## TASK TO CARRY OUT
Only the lines from the one with "yawkat, line 224: should be an error imo" onward are wanted, through the last line of the entries, set down exactly.

[Opening EXTRACTED MATERIAL section]

PR #107, opened 2022-01-07
Fix issues identified supporting problem/json

graemerocher:
* If no introspection is present fallback to trying to resolve based on the runtime type
* `@Deserializable` should be annotated with `@Introspected`
* Allow deserializing raw maps

### DIFF
--- a/serde-support/src/main/java/io/micronaut/serde/support/deserializers/CoreDeserializers.java
+++ b/serde-support/src/main/java/io/micronaut/serde/support/deserializers/CoreDeserializers.java
@@ -210,39 +210,54 @@ public class CoreDeserializers {
         @Override
         default M deserializeNonNull(Decoder decoder, Deserializer.DecoderContext decoderContext, Argument<? super M> type) throws IOException {
             final Argument<?>[] generics = type.getTypeParameters();
+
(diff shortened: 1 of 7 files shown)


serde-support/src/main/java/io/micronaut/serde/support/deserializers/CoreDeserializers.java
```diff
@@ -210,39 +210,54 @@
...
+                    return map;
                 } else {
-                    try {
-                        k = decoderContext.getConversionService().convertRequired(
-                                key,
-                                keyType
-                        );
-                    } catch (ConversionErrorException e) {
-                        throw new SerdeException("Error converting Map key [" + key + "] to target type [" + keyType + "]: " + e.getMessage(), e);
+                    return getDefaultValue();
```
yawkat, line 224: should be an error imo

yawkat (approved):

serde-support/src/main/java/io/micronaut/serde/support/deserializers/CoreDeserializers.java
graemerocher: Agreed, make it an error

[Closing EXTRACTED MATERIAL section]

## TASK SOLUTION
yawkat, line 224: should be an error imo

yawkat (approved):

serde-support/src/main/java/io/micronaut/serde/support/deserializers/CoreDeserializers.java
graemerocher: Agreed, make it an error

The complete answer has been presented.